§ [SECOND READING.]
§ Order of the day for the Second Reading read.
§ * LORD MACNAGHTENMy Lords, at the instance of several persons of great eminence in Ireland, including four very distinguished judges, chancellors of seven dioceses, and including also His Grace the Archbishop of Armagh, Primate of all Ireland, and, I believe, with the full approval of the Irish Lord Chancellor, I venture to submit this Bill to your Lordships. I am not quite sure that I am in a position to do complete justice to the difficulty which has led to the introduction of this measure, because I am not an ecclesiastical lawyer, but I will explain to your Lordships in a sentence what the difficulty is. When two persons marry, one of whom resides in Ireland and the other in England, and they are married by banns, and the banns are published in the two countries to which they respectively belong, it has been suggested that the marriage is or may be invalid. That is a very startling suggestion. I am not altogether certain that I appreciate the point myself. I am informed, however, that it is quite visible to the eye of an ecclesiastical lawyer. But herein is a divergence of opinion. Ecclesiastical lawyers in Ireland say there is nothing in the point. Ecclesiastical lawyers in England of considerable eminence think that the point is a serious one, and that it is quite possible that a marriage of the sort to which I have referred might be 290 declared invalid. I do not think I need pursue the subject further, because I am sure your Lordships will agree with me that on such a point doubts ought not to be permitted to exist. When parties marry in good faith, believing that they are complying with the law in every particular, it is intolerable that there should. be any unnecessary doubt as to the validity of the marriage. I am happy to say there is an exact precedent for this Bill. The same doubt occurred in the case of marriages solemnized under similar circumstances, where one of the parties to the marriage resided in Scotland and the other in England. An Act was passed in 1886 to remove any doubt in such a, case—it is the 49 Victoria, Cap. 3. I need not trouble your Lordships with reading that Statute, because it is, mutatis mutandis, absolutely the same as the Bill which I now beg to move be read a second, time.

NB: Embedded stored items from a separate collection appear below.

PR #1423, opened 2024-02-18
Markervision: Generalize for all placeable entities

ZenBre4ker:
This enables markervision for all placeable entities, by initializing and removing it in the baseclass.
To overwrite, change icons or add additional infos, you can use the ent specific functions.

This shall also be the start of remote triggerable entities, that make use of the markervision system, by enabling remote configuration when a markervision enabled entity is in line of sight.

### DIFF
--- a/gamemodes/terrortown/entities/entities/ttt_base_placeable.lua
+++ b/gamemodes/terrortown/entities/entities/ttt_base_placeable.lua
@@ -408,6 +408,11 @@ if SERVER then
         return true
     end
 
+    ---
+    -- Gets the current markerOwner
+    -- @note Override if not the originator should own the marker
+    -- @return Player|Role The Player or role be marker owner
+    -- @realm server
     function ENT:GetMarkerOwner()
         return self:GetOriginator()
     end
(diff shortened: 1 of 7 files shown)


gamemodes/terrortown/entities/entities/ttt_base_placeable.lua
```diff
@@ -14,6 +14,10 @@ ENT.isDestructible = true
 
 ENT.pickupWeaponClass = nil
 
+-- MarkerVision related
+ENT.iconMaterial = Material("vgui/ttt/tid/tid_big_role_not_known")
```
ZenBre4ker, line 18: We need to do a missing icons icon.

gamemodes/terrortown/entities/entities/ttt_health_station.lua
```diff
@@ -12,6 +12,7 @@ DEFINE_BASECLASS("ttt_base_placeable")
 if CLIENT then
     ENT.Icon = "vgui/ttt/icon_health"
     ENT.PrintName = "hstation_name"
+    ENT.iconMaterial = Material("vgui/ttt/icon_health")
```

§ Moved, "That the Bill be read 2a."—(Lord Macnaghten.)
§ * THE LORD CHANCELLOR (The EARL of HALSBURY)I confess that I do not share the doubt which has been raised, as to the validity of marriages such as those to which the noble Lord has referred, but as some objection may be raised I think the noble Lord has done wisely in bringing forward this Bill, to which I hope your Lordships will give a Second Reading.
§ On Question, agreed to.
§ Bill read 2a (according to order); and committed to a Committee of the whole House to-morrow.